▶ What the task asks
Find the lines below that contain the string "chunkSize". Copy each one.

------------------------------------

Issue #60, opened 2018-03-20
index can crash if running out of file handles


hendrikmuhs:
With the default number of file handles (1024) on an ubuntu 16.04 the indexer can crash caused by a corrupted file.

This seems to originate from an unhandled problem on a filestream somewhere in the value store/memory map manager. The error gets ignored, the output file gets corrupted and the indexer crashes shortly after  trying to read the file.

Increasing the number of file handles workarounds the problem.

A fix should

- improve error handling, properly detect if we run out of file handles
- throttle indexer to avoid problems if file handles get short
- proper error messages

hendrikmuhs:
Not yet fixed but:

- #61 improves error messages, so it gets visible if we run out of file handles
- #62 fixes a lazy loading problem found while debugging as well as limits the number of files for 1 merge making, so that it is less likely to run out of file handles

Next steps:

- try to increase number of file handles at startup
- limit number of segments proportional to the number of filehandles per process and throttle indexing if there are to many segments

PR #61, opened 2018-03-23
add error handling in memorymapmanager

hendrikmuhs:
adds error handling to memory map manager so that problems like exhausted file handles get visible.

relates #60

### DIFF
--- a/keyvi/include/keyvi/dictionary/fsa/internal/memory_map_manager.h
+++ b/keyvi/include/keyvi/dictionary/fsa/internal/memory_map_manager.h
@@ -42,6 +42,14 @@ namespace dictionary {
 namespace fsa {
 namespace internal {
 
+/**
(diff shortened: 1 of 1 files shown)


keyvi/include/keyvi/dictionary/fsa/internal/memory_map_manager.h
```diff
@@ -164,10 +172,19 @@ class MemoryMapManager final {
...
+          throw memory_map_manager_exception("failed to open data stream");
+        }
+
+        stream << data_stream.rdbuf();
+
+        if (!data_stream) {
+          throw memory_map_manager_exception("failed to write into output stream");
+        }
+
+        data_stream.close();
```
narekgharibyan: associated file will automatically be closed when stream object goes out of the scope

PR #77, opened 2018-04-25
Introduce -Wall flag, and fix compiler warnings

amit-cliqz:
Fixed  compiler warnings and formatted those files which required fixes.


keyvi/include/keyvi/dictionary/completion/prefix_completion.h
```diff
@@ -173,7 +173,7 @@ class PrefixCompletion final {
           if (data->traverser) {
             TRACE("Current depth %d", exact_prefix + data->traverser.GetDepth() - 1);
 
-            int score =
+            size_t score =
```
hendrikmuhs: a score isn't a size type. What's the problem with int? I am open for replacing it with int32_t, to make it more explicit as int isn't clearly defined. A 64bit type would be to large, given that for the matrix calculation it would mean a massive size increase.

keyvi/tests/keyvi/dictionary/fsa/internal/memory_map_manager_test.cpp
```diff
@@ -23,33 +23,31 @@
  *      Author: hendrik
  */
 
-#include <cstring>
-#include <boost/test/unit_test.hpp>
-
 #include "dictionary/fsa/internal/memory_map_manager.h"
+#include <boost/test/unit_test.hpp>
+#include <cstring>
```
hendrikmuhs: clang-format does not get it right, the order should be:

- C includes
- empty line
- C++ includes
- empty line
- boost includes
- empty line
- other 3rdparty includes
- empty line
- keyvi includes except for trace
- empty line
- trace include, with comment for enabling it

amit-cliqz: Thanks Hendrik for the information. Is it possible that clang-format behaves differently on different platform? I see one of the builds is failing if I correct the order. How should I proceed here if the clang-format doesn't accept the aforementioned order.

keyvi/include/keyvi/dictionary/matching/fuzzy_matching.h
```diff
@@ -93,7 +93,7 @@ class FuzzyMatching final {
         continue;
       }
 
-      if (traverser_ptr_->IsFinalState() && metric_ptr_->GetScore() <= max_edit_distance_) {
+      if (traverser_ptr_->IsFinalState() && metric_ptr_->GetScore() <= static_cast<int>(max_edit_distance_)) {
```
narekgharibyan: @amit-cliqz do we still need this type casting ?

amit-cliqz: @narekgharibyan yes, unless we refactor Distance matrix and GetScore function. I have a TODO for that.

keyvi/include/keyvi/dictionary/completion/prefix_completion.h
```diff
@@ -173,6 +173,7 @@ class PrefixCompletion final {
           if (data->traverser) {
             TRACE("Current depth %d", exact_prefix + data->traverser.GetDepth() - 1);
 
+            // TODO(Amit) use int32_t instead of int.
```
narekgharibyan: Can't we do the similar change to `GetScore()`, by just moving your `TODO` and type cast inside `Put()` method, and use `size_t` already here ?

keyvi/tests/keyvi/dictionary/fsa/internal/memory_map_manager_test.cpp
```diff
@@ -33,23 +34,22 @@ namespace dictionary {
...
   boost::filesystem::path path = boost::filesystem::temp_directory_path();
-  path /= boost::filesystem::unique_path(
-      "dictionary-fsa-unittest-%%%%-%%%%-%%%%-%%%%");
+  path /= boost::filesystem::unique_path("dictionary-fsa-unittest-%%%%-%%%%-%%%%-%%%%");
   boost::filesystem::create_directory(path);
   MemoryMapManager m(chunkSize, path, "basic test");
 
   m.GetAddress(0);
-  char* testptr = (char*) m.GetAddress(2 * chunkSize);
+  char* testptr = reinterpret_cast<char*>(m.GetAddress(2 * chunkSize));
```
narekgharibyan: Maybe I'm mistaken, but do we need `reinterpret_cast` ? I assume `static_cast` should be enough.

amit-cliqz: Yes, static_cast should be enough here.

------------------------------------

▶ Response to the exercise
   MemoryMapManager m(chunkSize, path, "basic test");
-  char* testptr = (char*) m.GetAddress(2 * chunkSize);
+  char* testptr = reinterpret_cast<char*>(m.GetAddress(2 * chunkSize));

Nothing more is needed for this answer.